*ASSIGNED TASK:*
Using the entries below, say how many of the lines carry "tracker". Write the number alone.

*EXERCISE INPUTS:*

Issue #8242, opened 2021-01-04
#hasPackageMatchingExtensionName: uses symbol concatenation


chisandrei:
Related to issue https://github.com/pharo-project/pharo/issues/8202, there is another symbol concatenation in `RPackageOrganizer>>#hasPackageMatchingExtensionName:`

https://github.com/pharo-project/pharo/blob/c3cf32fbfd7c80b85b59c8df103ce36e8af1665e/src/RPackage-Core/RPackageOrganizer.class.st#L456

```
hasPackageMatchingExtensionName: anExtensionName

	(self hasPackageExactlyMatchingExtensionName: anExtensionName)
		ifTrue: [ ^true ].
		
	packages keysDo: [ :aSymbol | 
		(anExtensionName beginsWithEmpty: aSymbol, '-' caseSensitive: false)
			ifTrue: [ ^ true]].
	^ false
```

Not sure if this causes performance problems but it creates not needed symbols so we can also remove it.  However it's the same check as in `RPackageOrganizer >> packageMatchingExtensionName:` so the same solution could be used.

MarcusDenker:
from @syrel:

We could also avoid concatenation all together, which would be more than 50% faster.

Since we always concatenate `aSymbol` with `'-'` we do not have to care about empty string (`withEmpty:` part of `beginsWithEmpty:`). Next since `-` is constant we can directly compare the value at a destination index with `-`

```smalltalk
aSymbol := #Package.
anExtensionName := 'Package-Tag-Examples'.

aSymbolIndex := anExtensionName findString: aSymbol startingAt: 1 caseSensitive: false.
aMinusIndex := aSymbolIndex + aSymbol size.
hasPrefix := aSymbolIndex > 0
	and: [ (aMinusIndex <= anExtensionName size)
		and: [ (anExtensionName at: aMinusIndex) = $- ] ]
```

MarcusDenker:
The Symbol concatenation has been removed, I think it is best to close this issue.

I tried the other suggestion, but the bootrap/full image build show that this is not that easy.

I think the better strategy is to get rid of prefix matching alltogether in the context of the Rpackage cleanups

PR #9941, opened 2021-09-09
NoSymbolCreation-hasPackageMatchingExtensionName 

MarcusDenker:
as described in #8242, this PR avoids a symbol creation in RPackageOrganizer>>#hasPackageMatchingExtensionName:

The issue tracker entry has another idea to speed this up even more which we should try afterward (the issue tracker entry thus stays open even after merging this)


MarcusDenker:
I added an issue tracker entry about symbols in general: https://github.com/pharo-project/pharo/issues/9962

*TASK OUTPUT:*
2